Here’s a picture of my aunt with a Coconut Sticky Rice Cake I sent to her several years ago (with black sesame seeds and almonds on top).
Before we get to the recipe, I just want to explain a little something about the foods that are eaten for Chinese New Year. There are lots of traditional foods that are eaten for Chinese New Year, mostly because they either sound like words that mean prosperity, luck, wealth or good fortune, or look like money or gold. Chinese people are into the symbolism of food.

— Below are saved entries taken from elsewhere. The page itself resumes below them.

PR #1870, opened 2024-03-21
ch-run: run oci bundles

### LINKED ISSUE #1754: run OCI bundles
OCI bundles are pretty simple and `ch-run` should be able to run them.

kchilleri:
If option ```--oci``` or ```--o``` is provided/enabled and the image path is the path to an OCI bundle containing a directory named ```rootfs``` and a spec file ```config.json``` then parse the JSON file and distribute the arguments to the corresponding Charliecloud container arguments.

Example:
```
kchilleri@dev:/usr/local/src/charliecloud$ ls ~/examples/redis
config.json  rootfs
kchilleri@dev:/usr/local/src/charliecloud$ ls ~/examples/redis/rootfs/
bin  boot  data  dev  etc  home  lib  media  mnt  opt  proc  root  run  sbin  srv  sys  tmp  usr  var
kchilleri@dev:/usr/local/src/charliecloud$ cat ~/examples/redis/config.json 
{
        "ociVersion": "1.0.2-dev",
        "process": {
                "terminal": true,
                "user": {}, 

                "args": [
                        "sh", "redis-server", "--bind", "0.0.0.0"
                ],
                "env": [
                        "PATH=/usr/local/sbin:/usr/local/bin:/usr/sbin:/usr/bin:/sbin:/bin",
                        "TERM=xterm"
                ],
                "cwd": "/",
                "capabilities": {
                        "bounding": [
                                "CAP_AUDIT_WRITE",
                                "CAP_KILL",
                                "CAP_NET_BIND_SERVICE"
                        ],
...
kchilleri@dev:/usr/local/src/charliecloud$ ch-run --oci ~/examples/redis -- true
```

closes #1754


bin/ch-run.c
```diff
@@ -216,6 +216,12 @@ int main(int argc, char *argv[])
    case IMG_NONE:
       FATAL("unknown image type: %s", args.c.img_ref);
       break;
+   case OCI_BUNDLE:
+      if (args.c.newroot != NULL)  // --mount was set
+         WARNING("--mount invalid with directory image, ignoring");
+      args.c.newroot = realpath_(cat(args.c.img_ref, "/rootfs"), false);
+      img_directory_verify(args.c.newroot, &args);
```
reidpr, line 223: Three of the four lines here are identical to `IMG_DIRECTORY`, which isn’t DRY. Is there a way to re-work things to avoid repeated code?

bin/ch-run.c
```diff
@@ -216,6 +216,12 @@ int main(int argc, char *argv[])
    case IMG_NONE:
```
reidpr, line 216: I'd like to keep `IMG_NONE` last. Otherwise they should be alphabetical.

bin/ch_core.c
```diff
@@ -380,8 +382,15 @@ enum img_type image_type(const char *ref, const char *storage_dir)
    Zf (stat(ref, &st), "can't stat: %s", ref);
 
    // If ref is the path to a directory, then it’s a directory.
-   if (S_ISDIR(st.st_mode))
-      return IMG_DIRECTORY;
+   // If ref is the path to a directory that contains rootfs directory
+   // and config.json file, assume it is an oci bundle
```
reidpr, line 386: But this “if” is for both directory format and OCI bundle format images?

bin/ch_core.c
```diff
@@ -370,6 +370,8 @@ enum img_type image_type(const char *ref, const char *storage_dir)
    struct stat st;
    FILE *fp;
    char magic[4];  // four bytes, not a string
+   char *conff = cat(ref, "/config.json");
+   char *rootfs = cat(ref, "/rootfs");
```
reidpr, line 374: Use `path_join()` for this (you may see `cat()` in the code but that’s obsolete).

bin/ch_core.h
```diff
@@ -25,6 +25,7 @@ enum img_type {
    IMG_SQUASH,     // SquashFS archive file (not yet mounted)
    IMG_NAME,       // name of image in storage
    IMG_NONE,       // image type is not set yet
+   OCI_BUNDLE,     // contains rootfs img_directory and config.json file
```
reidpr, line 28: Call it `IMG_OCI_BUNDLE` to keep the consistent prefix.

reidpr (changes requested):
Nice work.

I’d like to also see documentation for this. In particular, as written, the PR ignores `config.json`. We’ll need to justify this choice. Looking briefly over the `config.json` spec, I do see a lot of things that correspond to `ch-run` arguments, as well as a lot of stuff that we can’t support, e.g. complex UID/GID mappings.  We’ll need to decide what to do with all that.

There are quite a few JSON libraries for C, so we could consider those. A Python wrapper to process `config.json` would also be a reasonable choice.

reidpr:
e.g. [this one](https://github.com/json-parser/json-parser) is BSD licensed and recommends “just drop `json.c` and `json.h` into your project”.

reidpr:
[this one](https://github.com/DaveGamble/cJSON) similarly

j-ogas:
FWIW, we should embrace JSON parsing sooner, rather than later. I suspect it would be very useful for things like oci-hooks for GPU injection.

reidpr:
@j-ogas do you have an opinion on whether it lives in `ch-run` or a Python wrapper?

bin/cjson-parser.c
```diff
@@ -0,0 +1,106 @@
...
+        fprintf(stderr, "Error: could not open file %s\n", filename);
+        return;
+    }
+
+    // Get the file length
+    fseek(file, 0, SEEK_END);
+    length = ftell(file);
+    fseek(file, 0, SEEK_SET);
+    // Allocate content buffer
+    buffer = (char *)malloc((size_t)length + sizeof(""));
```
reidpr, line 71: Nice, I was about to complain about a buffer overflow below.

`sizeof()` here I think it computing the length of the pointer to the string. `sizeof(char)` would be correct, though I think that’s defined to be 1 which would be idiomatic also.

bin/cjson-parser.c
```diff
@@ -0,0 +1,106 @@
...
+
+    // Parse the JSON data
+    cJSON *json = cJSON_Parse(buffer);
+    // Check if parsing was successful
+    if (json == NULL) {
+        const char *error_ptr = cJSON_GetErrorPtr();
+        if (error_ptr != NULL) {
+            fprintf(stderr, "Error before: %s\n", error_ptr);
+        }
+        cJSON_Delete(json);
```
reidpr, line 86: I liked the `goto` trick in the example to avoid repeating the freeing code. Linux uses that a lot too.

bin/cjson-parser.c
```diff
@@ -0,0 +1,106 @@
...
+
+int main() {
+    const char *filename = "config.json";
+    readJSONFile(filename);
+    return 0;
+}
+
+void iterJSONFile(cJSON *json) {
+ 
+    cJSON *proc_key = cJSON_GetObjectItemCaseSensitive(json, "process");
```
reidpr, line 18: I’d recommend either a `cJSON_GetObject` based approach or an iterative approach, but not a mixed approach like you currently have now.

I wonder also if you could have a table-based approach of some kind that maps keys to functions for a given element. E.g. (you’d need some supporting types and the nesting won’t work):

```
callback_map = [ [ "ociVersion", cj_ociVersion ],
                 [ "process", [ "env", cj_env ] ] ]
```

Notably, the `cJSON` type is singly linked and doesn’t include pointers to parent, which would be useful.

bin/cjson-parser.c
```diff
@@ -0,0 +1,106 @@
...
+    json = json->child;
+
+    while (json != NULL) {
+        if (strcmp(json->string, "ociVersion") == 0) {
+            // validate oci Version
+            printf("ociVersion: %s\n", json->valuestring);
+        } else if (strcmp(json->string, "process") == 0) {
+            // child: env - set environment to PATH value, cwd corresponds to --cd
+            cJSON *env_key = cJSON_GetObjectItemCaseSensitive(proc_key, "env");
+            printf("process env: %s\n", env_key->child->valuestring);
```
reidpr, line 30: This seems risky because `env_key->child` could be a null pointer if the `config.json` is malformed.

reidpr (commented):
Krishna, great work here! I think we might want to alter the approach a bit, and some suggestions in-line on that, but this is a solid start that avoids some common pitfalls.

bin/ch-run.c
```diff
@@ -63,6 +64,7 @@ const struct argp_option options[] = {
    { "test",          -17, "TEST", 0, "do test TEST" },
    { "mount",         'm', "DIR",  0, "SquashFS mount point"},
    { "no-passwd",      -9, 0,      0, "don't bind-mount /etc/{passwd,group}"},
+   { "oci",           'o', 0,      0, "run as an oci bundle" },
```
kchilleri, line 67: Add command line option to specify OCI bundle

bin/ch-run.c
```diff
@@ -208,6 +245,18 @@ int main(int argc, char *argv[])
       Tf (!args.c.writable || args.unsafe,
           "--write invalid when running by name");
       break;
+   case IMG_OCI_BUNDLE:
+      /* Parse config.json file -> containerize */
+      char *rootfs = path_join(args.c.img_ref, "rootfs");
+      char *conff = path_join(args.c.img_ref, "config.json");
+
+      Tf (path_exists(rootfs, NULL, true), "%s: No such file or directory", rootfs);
+      Tf (path_exists(conff, NULL, true), "%s: No such file or directory", conff);
```
kchilleri, line 254: Check OCI bundle path provided contains ```config.json``` file and ```rootfs``` directory. Make sure they both exist

bin/ch-run.c
```diff
@@ -646,3 +699,127 @@ char *storage_default(void)
 
    return storage;
 }
+
+void readJSONFile(const char *filename, struct args *args) {
```
kchilleri, line 703: Read and parse ```config.json``` file found

bin/ch-run.c
```diff
@@ -646,3 +699,127 @@ char *storage_default(void)
...
+            cJSON_ArrayForEach(elem, subtree)
+                dispatch(actions[i], elem, args);
+        } else {
+            dispatch(actions[i], subtree, args);
+        }
+    }
+}
+
+void oci_ociVersion(cJSON *json, struct args *args) {
+   // Need to validate this version. Not sure how just yet.
```
kchilleri, line 776: How should I validate the OCI version?

bin/ch-run.c
```diff
@@ -646,3 +699,127 @@ char *storage_default(void)
...
+   // TO DO: corresponds to --set-env
+   printf("oci_env: %s\n", json->valuestring);
+}
+
+
+void oci_cwd(cJSON *json, struct args *args) {
+   // corresponds to --cd
+   //printf("oci_cwd: %s\n", json->valuestring);
+   if (args->initial_dir == NULL) {
+      args->initial_dir = json->valuestring;
```
kchilleri, line 791: I assign the corresponding values found on the ```config.json``` file. But these values are not stored/saved to use outside of these functions. I believe it has something to do with the way I'm using pointers (most likely, incorrectly).

bin/ch-run.c
```diff
@@ -646,3 +699,127 @@ char *storage_default(void)
...
+}
+
+
+void oci_path(cJSON *json, struct args *args) {
+   //printf("oci_path: %s\n", json->valuestring);
+
+   args->c.newroot = json->valuestring;
+
+   if (!path_exists(args->c.newroot, NULL, true)) {
+      args->c.newroot = path_join(args->c.img_ref, json->valuestring);
```
kchilleri, line 804: This assignment works, but I believe it's because I'm using the function ```path_join()``` and it's storing the pointer values the right way.

bin/ch-run.c
```diff
@@ -646,3 +699,127 @@ char *storage_default(void)
...
+    if (cJSON_IsTrue(json)) {
+        bool_to_str = "true";
+    } if (cJSON_IsFalse(json)) {
+        bool_to_str = "false";
+    }*/
+
+    //printf("oci_readonly: %s\n", bool_to_str);
+
+   if (cJSON_IsFalse(json)) {
+      args->c.writable = true;
```
kchilleri, line 823: This assignment also works outside of this function. Could be because I'm assigning a boolean instead of a char?

reidpr (commented):
Nice progress! Discussed offline.

kchilleri:
TO DO: 
1. Add documentation
2. Perhaps more error checking

reidpr (commented):
Solid! Looks like the actual logic isn’t too complicated.

The major missing feature might be priority (defaults, environment variables, cmd line, now `config.json`). One way to approach that might be to create an arguments struct for each of those, then merge.

I think the path forward on this might be to table it for a little while until my CDI stuff is merged — there’s some duplicate code.

PR #1882, opened 2024-03-25
fix `$CFLAGS` duplication that we’ve had since 2019

reidpr:
We’ve had duplicate flags in `$CC` invocations for a long time, I *think* since the introduction of Autotools in PR 589.

This is because `ch_run_CFLAGS` is *additional* flags, which I didn’t realize. This PR removes the duplication.

We also state `$CFLAGS` in `configure` and remove an unused variable there.


lucaudill (approved):
LGTM

PR #1885, opened 2024-03-27
fix ObsPy test

reidpr:
ObsPy 1.4.0, which is the current version, is [not compatible](https://github.com/obspy/obspy/issues/3313#issuecomment-1818165937) with Python 3.12. The default Python version in Miniconda recently became Python 3.12, so this test stopped working.

This PR fixes the Miniconda version at 24.1.2 with Python 3.11 to get the test going again for now.


reidpr:
Internal tests pass in full scope.

lucaudill (approved):
LGTM

PR #1887, opened 2024-03-27
`configure.ac`: add missed `fnctl.h`

reidpr:
`open(2)` is [documented](https://man7.org/linux/man-pages/man2/open.2.html) to require `fnctl.h`. We weren’t including it explicitly, but it worked, I assume because we got `fnctl.h` indirectly. However this is apparently not true on Ubuntu 22.04, and regardless we should include the documented file.


lucaudill (approved):
LGTM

For example, food that might be served for Chinese New Year include a whole chicken (family unity), a whole fish (surplus), duck (happiness), lobster (life and energy), Buddha’s Delight (a vegetarian dish made with symbolic ingredients), shrimp (wealth and abundance), oysters (good fortune), scallops (shaped like ancient coins), tea eggs (fertility), noodles (longevity), jiao-tze or dumplings (shaped like old coins), turnip cake (prosperity and rising fortunes), and spring rolls (resemble gold bricks). Although dried bean curd can be eaten (happiness), fresh tofu is not served because its white color symbolizes death and misfortune. Tangerines, oranges and pomelos are given out for good luck and abundance.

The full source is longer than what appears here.